§ **DIRECTIONS FOR THIS TASK**
Filter the listing so that only lines with the word "permissions" remain.

§ **EXERCISE MATERIALS**

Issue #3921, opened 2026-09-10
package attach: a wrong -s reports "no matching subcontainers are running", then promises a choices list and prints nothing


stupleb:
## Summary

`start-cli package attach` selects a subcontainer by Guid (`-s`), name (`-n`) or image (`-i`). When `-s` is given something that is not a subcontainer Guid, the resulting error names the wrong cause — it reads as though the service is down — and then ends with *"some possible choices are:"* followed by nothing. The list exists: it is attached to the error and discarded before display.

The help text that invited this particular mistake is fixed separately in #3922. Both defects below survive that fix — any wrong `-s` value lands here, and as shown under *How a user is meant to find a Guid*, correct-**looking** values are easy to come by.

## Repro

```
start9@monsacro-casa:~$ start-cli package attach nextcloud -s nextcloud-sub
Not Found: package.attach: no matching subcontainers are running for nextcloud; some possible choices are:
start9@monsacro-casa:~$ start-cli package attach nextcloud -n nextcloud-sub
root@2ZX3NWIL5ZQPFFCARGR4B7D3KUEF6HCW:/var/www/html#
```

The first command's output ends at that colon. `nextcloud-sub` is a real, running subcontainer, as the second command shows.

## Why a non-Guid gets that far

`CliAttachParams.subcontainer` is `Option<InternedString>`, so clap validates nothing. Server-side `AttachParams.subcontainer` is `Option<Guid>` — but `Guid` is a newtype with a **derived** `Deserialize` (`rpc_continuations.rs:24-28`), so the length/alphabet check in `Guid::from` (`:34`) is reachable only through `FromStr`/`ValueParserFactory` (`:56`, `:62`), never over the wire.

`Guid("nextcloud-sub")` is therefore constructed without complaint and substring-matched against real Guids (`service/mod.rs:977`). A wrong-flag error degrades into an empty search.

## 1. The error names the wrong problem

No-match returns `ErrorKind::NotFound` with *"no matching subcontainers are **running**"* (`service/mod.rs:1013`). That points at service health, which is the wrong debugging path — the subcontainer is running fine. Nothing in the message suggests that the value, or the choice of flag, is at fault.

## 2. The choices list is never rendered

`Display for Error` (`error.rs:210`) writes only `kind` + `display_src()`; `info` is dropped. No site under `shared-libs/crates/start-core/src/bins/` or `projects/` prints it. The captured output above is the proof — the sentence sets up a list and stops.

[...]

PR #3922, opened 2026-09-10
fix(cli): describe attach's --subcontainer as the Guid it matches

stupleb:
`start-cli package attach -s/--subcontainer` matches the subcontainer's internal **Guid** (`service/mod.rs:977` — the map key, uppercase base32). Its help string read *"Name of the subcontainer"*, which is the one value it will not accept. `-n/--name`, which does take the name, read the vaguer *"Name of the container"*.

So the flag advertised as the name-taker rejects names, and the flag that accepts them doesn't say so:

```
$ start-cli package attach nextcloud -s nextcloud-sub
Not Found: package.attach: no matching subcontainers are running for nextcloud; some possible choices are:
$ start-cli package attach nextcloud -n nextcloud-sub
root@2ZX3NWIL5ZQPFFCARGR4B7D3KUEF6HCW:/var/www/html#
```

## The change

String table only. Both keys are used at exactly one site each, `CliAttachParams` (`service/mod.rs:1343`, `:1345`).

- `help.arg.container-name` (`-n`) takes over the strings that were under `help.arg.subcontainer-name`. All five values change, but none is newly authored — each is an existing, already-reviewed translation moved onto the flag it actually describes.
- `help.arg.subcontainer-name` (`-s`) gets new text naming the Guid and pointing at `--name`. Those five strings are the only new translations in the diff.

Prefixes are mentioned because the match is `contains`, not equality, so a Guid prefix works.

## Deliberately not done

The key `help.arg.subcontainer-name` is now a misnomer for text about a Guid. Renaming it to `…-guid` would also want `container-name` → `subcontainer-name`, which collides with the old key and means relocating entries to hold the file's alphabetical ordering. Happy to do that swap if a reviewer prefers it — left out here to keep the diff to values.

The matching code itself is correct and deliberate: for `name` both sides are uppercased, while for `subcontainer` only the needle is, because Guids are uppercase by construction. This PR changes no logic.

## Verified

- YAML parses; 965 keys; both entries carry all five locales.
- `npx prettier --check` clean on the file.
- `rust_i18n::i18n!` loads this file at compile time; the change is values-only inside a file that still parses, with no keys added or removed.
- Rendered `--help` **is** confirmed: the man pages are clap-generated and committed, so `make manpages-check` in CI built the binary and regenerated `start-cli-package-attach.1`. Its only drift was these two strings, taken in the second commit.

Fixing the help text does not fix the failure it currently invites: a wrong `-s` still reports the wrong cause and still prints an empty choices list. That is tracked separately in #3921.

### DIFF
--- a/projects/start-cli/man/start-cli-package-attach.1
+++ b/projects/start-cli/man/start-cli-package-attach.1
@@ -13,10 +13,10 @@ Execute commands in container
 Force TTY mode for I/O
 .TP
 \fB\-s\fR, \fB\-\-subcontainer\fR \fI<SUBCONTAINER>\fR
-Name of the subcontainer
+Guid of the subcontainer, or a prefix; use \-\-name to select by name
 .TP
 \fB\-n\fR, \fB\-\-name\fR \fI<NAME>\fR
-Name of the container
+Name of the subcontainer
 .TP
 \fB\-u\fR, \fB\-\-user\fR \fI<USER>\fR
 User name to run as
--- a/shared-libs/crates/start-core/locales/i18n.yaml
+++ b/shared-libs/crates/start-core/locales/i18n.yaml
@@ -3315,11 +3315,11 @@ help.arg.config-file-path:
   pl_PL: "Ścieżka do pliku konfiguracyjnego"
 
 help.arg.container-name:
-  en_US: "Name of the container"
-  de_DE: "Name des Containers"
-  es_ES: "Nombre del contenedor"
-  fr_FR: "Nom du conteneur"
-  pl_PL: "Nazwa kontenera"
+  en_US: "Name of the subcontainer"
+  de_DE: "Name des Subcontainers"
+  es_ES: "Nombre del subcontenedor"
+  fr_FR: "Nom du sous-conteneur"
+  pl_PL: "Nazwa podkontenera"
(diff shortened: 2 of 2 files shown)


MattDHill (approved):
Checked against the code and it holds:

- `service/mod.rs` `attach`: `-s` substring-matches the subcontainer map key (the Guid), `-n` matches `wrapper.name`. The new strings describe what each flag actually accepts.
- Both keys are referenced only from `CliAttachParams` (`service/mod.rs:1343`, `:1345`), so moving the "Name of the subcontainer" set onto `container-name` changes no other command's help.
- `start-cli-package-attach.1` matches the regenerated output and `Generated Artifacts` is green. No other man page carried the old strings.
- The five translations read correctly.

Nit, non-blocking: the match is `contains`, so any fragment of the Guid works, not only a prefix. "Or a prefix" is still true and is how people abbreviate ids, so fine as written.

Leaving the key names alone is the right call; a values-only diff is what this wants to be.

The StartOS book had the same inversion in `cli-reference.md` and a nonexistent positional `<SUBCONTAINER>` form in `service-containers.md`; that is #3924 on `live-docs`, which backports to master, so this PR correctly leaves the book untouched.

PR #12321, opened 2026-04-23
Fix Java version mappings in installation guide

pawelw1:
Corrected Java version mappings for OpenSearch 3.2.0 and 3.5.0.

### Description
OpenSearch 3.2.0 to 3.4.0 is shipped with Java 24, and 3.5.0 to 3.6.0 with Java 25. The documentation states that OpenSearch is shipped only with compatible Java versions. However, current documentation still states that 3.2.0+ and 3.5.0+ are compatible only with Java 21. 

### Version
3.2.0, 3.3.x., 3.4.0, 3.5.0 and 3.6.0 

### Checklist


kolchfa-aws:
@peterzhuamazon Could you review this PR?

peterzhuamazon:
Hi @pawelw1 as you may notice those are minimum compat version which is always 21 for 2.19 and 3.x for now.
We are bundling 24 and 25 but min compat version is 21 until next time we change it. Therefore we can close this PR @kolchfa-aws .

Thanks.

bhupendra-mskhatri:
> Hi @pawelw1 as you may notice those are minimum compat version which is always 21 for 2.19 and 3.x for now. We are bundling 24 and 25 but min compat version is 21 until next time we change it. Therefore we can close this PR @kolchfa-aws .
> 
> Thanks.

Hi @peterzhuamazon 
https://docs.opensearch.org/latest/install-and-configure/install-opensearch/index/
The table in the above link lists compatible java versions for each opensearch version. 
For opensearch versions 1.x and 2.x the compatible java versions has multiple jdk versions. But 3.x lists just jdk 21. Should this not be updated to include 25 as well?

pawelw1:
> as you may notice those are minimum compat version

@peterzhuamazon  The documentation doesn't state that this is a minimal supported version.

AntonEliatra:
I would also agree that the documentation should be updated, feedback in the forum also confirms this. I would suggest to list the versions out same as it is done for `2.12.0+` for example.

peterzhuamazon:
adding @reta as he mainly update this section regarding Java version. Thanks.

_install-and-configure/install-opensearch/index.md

--

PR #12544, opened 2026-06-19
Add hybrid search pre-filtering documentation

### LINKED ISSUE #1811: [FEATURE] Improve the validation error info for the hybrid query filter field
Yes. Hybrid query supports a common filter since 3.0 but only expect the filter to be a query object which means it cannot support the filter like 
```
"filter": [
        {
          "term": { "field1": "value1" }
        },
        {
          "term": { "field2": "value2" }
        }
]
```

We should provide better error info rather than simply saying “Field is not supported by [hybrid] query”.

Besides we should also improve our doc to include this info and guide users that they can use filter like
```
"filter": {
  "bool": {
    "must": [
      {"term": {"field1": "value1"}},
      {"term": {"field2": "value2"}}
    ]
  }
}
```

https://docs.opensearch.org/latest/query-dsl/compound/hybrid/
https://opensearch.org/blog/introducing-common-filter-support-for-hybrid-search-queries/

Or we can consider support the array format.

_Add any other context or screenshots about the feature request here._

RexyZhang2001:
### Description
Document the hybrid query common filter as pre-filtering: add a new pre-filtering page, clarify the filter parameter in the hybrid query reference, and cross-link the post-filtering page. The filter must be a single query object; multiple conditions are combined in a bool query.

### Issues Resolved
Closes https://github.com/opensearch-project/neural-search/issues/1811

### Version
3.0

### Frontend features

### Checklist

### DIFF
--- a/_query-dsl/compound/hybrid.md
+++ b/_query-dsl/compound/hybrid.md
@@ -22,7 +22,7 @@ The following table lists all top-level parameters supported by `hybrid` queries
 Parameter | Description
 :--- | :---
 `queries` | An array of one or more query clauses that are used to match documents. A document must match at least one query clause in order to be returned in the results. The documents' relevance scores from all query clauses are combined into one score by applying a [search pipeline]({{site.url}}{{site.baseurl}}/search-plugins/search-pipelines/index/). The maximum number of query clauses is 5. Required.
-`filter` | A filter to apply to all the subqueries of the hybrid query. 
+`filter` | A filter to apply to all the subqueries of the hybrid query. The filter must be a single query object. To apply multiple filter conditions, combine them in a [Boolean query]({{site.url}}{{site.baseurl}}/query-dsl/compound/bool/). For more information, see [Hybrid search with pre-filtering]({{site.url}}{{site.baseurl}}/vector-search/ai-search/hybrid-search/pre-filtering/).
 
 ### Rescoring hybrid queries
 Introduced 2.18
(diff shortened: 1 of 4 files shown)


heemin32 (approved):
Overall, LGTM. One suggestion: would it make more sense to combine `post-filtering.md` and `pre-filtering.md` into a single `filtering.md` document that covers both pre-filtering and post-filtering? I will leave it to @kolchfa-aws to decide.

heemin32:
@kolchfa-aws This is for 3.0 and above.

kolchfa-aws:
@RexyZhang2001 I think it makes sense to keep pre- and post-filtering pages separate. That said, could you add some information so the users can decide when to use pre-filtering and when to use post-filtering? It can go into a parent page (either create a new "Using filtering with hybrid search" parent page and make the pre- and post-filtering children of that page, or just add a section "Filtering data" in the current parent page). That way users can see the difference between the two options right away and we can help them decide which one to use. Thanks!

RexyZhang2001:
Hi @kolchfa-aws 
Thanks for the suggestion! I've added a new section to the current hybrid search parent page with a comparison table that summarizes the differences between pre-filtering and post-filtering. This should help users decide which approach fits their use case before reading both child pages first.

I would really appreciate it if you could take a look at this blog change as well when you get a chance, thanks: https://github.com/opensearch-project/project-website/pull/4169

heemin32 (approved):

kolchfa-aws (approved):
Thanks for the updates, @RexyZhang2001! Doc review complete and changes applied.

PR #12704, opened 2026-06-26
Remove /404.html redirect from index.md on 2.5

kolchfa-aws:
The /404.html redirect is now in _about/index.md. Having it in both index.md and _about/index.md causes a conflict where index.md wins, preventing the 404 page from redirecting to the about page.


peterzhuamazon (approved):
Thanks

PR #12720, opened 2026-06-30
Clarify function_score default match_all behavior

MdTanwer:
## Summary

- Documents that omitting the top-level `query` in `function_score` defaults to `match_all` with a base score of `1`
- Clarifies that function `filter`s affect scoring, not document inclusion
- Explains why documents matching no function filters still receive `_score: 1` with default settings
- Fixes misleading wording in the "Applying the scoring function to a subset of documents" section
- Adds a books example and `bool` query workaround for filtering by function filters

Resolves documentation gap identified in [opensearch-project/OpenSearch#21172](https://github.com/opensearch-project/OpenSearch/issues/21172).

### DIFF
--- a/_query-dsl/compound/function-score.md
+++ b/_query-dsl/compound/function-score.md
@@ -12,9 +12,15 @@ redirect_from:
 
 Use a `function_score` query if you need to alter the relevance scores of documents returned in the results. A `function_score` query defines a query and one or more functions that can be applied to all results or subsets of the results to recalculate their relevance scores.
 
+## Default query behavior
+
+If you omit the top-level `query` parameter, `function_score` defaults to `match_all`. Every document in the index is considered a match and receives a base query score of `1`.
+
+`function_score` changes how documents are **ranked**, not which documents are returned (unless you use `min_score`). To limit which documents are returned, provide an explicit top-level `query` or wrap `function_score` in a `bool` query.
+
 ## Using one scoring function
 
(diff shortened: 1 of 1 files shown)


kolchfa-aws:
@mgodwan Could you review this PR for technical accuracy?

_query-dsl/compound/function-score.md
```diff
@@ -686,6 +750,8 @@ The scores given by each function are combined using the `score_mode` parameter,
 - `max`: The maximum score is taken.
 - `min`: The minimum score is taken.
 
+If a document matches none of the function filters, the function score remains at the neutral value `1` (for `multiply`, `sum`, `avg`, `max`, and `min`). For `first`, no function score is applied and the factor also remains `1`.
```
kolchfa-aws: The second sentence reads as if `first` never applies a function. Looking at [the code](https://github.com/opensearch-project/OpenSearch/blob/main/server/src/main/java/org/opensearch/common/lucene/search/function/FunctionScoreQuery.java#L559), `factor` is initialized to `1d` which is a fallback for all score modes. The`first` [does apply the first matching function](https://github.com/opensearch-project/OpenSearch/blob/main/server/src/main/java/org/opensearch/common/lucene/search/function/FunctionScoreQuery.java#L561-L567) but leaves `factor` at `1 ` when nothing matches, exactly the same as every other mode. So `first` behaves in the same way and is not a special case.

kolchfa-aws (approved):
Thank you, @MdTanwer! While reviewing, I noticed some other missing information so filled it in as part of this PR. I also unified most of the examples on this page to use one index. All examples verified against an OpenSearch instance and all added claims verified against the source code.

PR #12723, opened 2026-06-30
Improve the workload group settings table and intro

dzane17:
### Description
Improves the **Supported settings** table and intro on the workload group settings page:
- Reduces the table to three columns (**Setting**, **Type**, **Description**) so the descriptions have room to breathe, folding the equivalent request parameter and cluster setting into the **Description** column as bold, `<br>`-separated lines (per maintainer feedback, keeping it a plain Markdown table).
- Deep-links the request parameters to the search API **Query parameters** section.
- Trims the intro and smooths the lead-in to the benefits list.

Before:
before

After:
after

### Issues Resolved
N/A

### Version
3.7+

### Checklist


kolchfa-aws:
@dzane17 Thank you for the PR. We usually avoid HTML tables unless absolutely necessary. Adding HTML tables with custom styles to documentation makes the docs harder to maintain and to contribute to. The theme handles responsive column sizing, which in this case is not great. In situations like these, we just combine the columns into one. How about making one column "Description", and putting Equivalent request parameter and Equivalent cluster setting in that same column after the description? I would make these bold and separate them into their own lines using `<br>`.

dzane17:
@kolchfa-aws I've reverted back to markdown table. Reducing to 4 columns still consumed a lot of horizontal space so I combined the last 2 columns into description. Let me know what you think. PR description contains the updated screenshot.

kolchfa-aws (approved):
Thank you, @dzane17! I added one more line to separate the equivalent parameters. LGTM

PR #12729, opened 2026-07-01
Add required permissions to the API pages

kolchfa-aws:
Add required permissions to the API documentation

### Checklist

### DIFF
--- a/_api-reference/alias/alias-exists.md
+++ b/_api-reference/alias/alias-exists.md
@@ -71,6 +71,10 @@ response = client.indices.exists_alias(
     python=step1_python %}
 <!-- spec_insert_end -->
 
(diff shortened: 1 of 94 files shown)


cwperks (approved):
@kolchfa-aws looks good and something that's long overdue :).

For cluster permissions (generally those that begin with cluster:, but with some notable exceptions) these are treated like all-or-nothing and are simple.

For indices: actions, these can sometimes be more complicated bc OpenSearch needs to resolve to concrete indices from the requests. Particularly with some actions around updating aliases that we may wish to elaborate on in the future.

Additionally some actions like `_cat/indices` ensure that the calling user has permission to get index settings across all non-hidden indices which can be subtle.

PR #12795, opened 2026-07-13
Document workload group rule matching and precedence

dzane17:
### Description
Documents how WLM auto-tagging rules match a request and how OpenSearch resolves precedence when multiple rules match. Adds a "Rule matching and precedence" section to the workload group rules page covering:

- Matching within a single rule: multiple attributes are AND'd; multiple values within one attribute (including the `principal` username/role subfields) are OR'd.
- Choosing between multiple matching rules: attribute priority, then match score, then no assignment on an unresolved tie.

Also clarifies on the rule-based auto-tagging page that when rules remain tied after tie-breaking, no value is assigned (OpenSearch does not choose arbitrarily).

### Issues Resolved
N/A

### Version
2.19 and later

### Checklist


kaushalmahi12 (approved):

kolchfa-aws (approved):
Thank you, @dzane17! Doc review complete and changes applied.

§ **RESULT**
Add required permissions to the API pages
Add required permissions to the API documentation
For cluster permissions (generally those that begin with cluster:, but with some notable exceptions) these are treated like all-or-nothing and are simple.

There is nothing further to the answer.